- PROBLEM STATEMENT:
Where the material below has a line containing "-37,7 +37,7 @@", start repeating exactly, and keep going through the line containing "We could fix it here or in a follow-up PR.", with no other lines.

[DATA Boundary: Start]

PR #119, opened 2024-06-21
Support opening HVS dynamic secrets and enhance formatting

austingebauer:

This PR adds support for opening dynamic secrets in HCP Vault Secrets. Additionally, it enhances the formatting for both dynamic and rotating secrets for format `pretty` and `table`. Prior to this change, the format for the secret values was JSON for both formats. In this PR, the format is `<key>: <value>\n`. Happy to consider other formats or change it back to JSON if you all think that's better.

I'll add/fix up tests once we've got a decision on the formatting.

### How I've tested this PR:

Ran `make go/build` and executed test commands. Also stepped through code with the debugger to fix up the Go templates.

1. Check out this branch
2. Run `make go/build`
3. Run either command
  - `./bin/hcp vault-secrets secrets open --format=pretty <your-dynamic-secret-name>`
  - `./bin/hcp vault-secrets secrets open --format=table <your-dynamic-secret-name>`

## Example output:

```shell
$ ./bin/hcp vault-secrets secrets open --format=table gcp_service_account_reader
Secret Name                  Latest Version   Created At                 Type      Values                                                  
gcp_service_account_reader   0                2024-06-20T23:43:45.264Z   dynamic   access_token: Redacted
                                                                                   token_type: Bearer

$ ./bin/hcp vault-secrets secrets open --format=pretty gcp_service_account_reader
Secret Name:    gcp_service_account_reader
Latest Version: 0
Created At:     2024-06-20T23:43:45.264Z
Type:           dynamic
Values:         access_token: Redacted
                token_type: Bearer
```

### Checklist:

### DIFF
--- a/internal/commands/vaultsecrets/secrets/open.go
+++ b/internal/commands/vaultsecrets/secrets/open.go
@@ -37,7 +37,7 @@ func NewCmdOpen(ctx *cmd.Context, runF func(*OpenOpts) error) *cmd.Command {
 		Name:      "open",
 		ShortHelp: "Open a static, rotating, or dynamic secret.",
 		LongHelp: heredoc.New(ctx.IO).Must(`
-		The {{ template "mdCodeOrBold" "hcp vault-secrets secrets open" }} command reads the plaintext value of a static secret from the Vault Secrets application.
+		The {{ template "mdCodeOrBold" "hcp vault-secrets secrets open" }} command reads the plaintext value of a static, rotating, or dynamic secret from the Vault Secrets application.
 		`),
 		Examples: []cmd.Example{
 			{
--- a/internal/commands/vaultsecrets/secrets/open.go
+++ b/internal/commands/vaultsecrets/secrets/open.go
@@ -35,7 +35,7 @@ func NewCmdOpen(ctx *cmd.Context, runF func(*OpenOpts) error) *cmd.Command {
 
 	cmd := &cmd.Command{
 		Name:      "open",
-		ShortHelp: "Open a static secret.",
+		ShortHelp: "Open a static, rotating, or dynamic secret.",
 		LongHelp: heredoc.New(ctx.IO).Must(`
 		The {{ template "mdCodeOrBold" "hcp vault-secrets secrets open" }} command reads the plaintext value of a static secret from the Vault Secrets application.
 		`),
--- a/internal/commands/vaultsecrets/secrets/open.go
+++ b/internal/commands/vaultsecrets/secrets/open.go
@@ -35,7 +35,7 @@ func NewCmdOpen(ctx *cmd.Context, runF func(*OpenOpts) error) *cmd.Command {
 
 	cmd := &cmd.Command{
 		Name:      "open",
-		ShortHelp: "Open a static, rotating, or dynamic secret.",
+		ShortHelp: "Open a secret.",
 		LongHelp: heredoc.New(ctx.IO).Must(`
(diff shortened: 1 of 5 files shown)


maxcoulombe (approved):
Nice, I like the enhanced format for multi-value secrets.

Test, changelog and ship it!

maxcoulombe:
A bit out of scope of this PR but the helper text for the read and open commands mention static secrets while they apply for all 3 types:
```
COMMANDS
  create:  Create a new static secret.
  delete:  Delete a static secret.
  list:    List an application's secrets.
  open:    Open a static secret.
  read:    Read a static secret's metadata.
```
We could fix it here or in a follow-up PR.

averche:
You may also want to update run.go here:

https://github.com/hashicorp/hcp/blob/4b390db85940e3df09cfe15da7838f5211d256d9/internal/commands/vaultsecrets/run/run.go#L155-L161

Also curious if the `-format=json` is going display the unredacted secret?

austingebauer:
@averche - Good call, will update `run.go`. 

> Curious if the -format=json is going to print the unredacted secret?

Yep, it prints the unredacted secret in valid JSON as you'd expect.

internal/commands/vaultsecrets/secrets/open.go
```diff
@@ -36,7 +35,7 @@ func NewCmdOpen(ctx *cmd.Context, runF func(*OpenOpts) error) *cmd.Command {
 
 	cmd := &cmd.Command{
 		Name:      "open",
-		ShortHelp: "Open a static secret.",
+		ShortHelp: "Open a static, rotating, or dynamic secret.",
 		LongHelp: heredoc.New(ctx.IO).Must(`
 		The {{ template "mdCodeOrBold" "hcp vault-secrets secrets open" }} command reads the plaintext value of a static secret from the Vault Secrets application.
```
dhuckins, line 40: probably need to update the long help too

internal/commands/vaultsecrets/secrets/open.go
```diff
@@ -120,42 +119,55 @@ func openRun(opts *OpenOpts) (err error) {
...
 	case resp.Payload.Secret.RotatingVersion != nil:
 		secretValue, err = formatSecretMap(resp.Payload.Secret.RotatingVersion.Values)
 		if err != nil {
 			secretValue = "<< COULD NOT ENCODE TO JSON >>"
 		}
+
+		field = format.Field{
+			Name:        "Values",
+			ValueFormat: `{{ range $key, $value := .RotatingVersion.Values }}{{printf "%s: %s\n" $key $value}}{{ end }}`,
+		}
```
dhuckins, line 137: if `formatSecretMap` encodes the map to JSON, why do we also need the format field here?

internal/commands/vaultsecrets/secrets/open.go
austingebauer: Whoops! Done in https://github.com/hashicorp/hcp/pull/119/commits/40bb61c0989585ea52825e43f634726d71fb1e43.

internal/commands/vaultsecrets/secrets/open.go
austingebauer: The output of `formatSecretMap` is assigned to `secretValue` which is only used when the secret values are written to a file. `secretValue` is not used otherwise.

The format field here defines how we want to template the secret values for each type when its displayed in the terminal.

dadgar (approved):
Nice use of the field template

[DATA Boundary: End]
[DATA Boundary: Start]

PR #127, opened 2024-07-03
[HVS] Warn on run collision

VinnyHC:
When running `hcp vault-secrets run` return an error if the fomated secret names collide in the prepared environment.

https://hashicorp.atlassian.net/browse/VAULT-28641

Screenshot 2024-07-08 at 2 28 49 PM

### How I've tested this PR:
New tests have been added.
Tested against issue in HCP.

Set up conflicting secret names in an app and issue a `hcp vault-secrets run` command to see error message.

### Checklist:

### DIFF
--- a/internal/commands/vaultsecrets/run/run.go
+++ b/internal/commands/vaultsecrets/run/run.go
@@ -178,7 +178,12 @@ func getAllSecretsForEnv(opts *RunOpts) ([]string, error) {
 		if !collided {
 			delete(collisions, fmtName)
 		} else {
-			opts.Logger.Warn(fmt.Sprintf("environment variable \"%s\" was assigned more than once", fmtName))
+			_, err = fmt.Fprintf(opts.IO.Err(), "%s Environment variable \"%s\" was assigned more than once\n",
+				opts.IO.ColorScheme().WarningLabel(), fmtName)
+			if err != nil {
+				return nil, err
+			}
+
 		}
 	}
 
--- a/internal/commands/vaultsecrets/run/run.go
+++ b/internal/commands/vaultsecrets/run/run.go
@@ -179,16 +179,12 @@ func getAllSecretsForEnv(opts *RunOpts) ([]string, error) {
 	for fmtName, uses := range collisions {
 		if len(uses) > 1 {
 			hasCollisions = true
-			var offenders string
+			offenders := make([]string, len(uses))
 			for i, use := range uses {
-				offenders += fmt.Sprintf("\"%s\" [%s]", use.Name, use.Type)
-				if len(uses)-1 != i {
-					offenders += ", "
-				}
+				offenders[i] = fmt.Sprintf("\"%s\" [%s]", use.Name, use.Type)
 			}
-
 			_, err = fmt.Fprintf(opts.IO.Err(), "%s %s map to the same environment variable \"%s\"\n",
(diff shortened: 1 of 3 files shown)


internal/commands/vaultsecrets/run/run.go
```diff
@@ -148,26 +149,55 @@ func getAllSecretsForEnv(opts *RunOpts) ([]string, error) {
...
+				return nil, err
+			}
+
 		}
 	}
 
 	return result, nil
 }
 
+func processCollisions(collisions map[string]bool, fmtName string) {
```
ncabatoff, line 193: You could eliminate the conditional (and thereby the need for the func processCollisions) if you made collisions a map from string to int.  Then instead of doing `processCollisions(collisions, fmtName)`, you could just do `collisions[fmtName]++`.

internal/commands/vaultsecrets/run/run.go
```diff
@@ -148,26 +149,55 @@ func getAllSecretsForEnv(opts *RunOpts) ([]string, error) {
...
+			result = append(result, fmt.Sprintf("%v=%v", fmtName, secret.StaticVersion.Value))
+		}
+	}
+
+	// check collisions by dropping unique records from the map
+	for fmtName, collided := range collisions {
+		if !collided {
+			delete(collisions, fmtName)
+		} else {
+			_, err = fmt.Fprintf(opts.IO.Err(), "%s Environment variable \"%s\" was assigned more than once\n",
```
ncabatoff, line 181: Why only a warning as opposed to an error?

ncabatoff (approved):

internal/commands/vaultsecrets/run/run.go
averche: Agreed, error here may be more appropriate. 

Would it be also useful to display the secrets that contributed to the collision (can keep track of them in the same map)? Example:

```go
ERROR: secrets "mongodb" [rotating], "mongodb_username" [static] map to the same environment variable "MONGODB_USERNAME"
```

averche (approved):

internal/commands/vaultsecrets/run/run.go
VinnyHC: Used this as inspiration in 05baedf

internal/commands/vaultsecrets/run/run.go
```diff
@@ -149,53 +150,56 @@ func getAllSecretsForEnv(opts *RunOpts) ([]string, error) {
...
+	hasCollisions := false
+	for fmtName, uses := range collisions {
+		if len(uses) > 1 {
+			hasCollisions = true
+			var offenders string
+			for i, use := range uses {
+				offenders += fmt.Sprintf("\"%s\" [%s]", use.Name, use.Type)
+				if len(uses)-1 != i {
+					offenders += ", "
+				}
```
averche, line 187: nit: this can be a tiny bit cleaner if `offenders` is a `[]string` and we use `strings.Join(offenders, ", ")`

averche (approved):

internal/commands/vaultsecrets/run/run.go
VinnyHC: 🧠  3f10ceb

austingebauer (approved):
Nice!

[DATA Boundary: End]

- ANSWER SECTION:
@@ -37,7 +37,7 @@ func NewCmdOpen(ctx *cmd.Context, runF func(*OpenOpts) error) *cmd.Command {
 		Name:      "open",
 		ShortHelp: "Open a static, rotating, or dynamic secret.",
 		LongHelp: heredoc.New(ctx.IO).Must(`
-		The {{ template "mdCodeOrBold" "hcp vault-secrets secrets open" }} command reads the plaintext value of a static secret from the Vault Secrets application.
+		The {{ template "mdCodeOrBold" "hcp vault-secrets secrets open" }} command reads the plaintext value of a static, rotating, or dynamic secret from the Vault Secrets application.
 		`),
 		Examples: []cmd.Example{
 			{
--- a/internal/commands/vaultsecrets/secrets/open.go
+++ b/internal/commands/vaultsecrets/secrets/open.go
@@ -35,7 +35,7 @@ func NewCmdOpen(ctx *cmd.Context, runF func(*OpenOpts) error) *cmd.Command {
 
 	cmd := &cmd.Command{
 		Name:      "open",
-		ShortHelp: "Open a static secret.",
+		ShortHelp: "Open a static, rotating, or dynamic secret.",
 		LongHelp: heredoc.New(ctx.IO).Must(`
 		The {{ template "mdCodeOrBold" "hcp vault-secrets secrets open" }} command reads the plaintext value of a static secret from the Vault Secrets application.
 		`),
--- a/internal/commands/vaultsecrets/secrets/open.go
+++ b/internal/commands/vaultsecrets/secrets/open.go
@@ -35,7 +35,7 @@ func NewCmdOpen(ctx *cmd.Context, runF func(*OpenOpts) error) *cmd.Command {
 
 	cmd := &cmd.Command{
 		Name:      "open",
-		ShortHelp: "Open a static, rotating, or dynamic secret.",
+		ShortHelp: "Open a secret.",
 		LongHelp: heredoc.New(ctx.IO).Must(`
(diff shortened: 1 of 5 files shown)


maxcoulombe (approved):
Nice, I like the enhanced format for multi-value secrets.

Test, changelog and ship it!

maxcoulombe:
A bit out of scope of this PR but the helper text for the read and open commands mention static secrets while they apply for all 3 types:
```
COMMANDS
  create:  Create a new static secret.
  delete:  Delete a static secret.
  list:    List an application's secrets.
  open:    Open a static secret.
  read:    Read a static secret's metadata.
```
We could fix it here or in a follow-up PR.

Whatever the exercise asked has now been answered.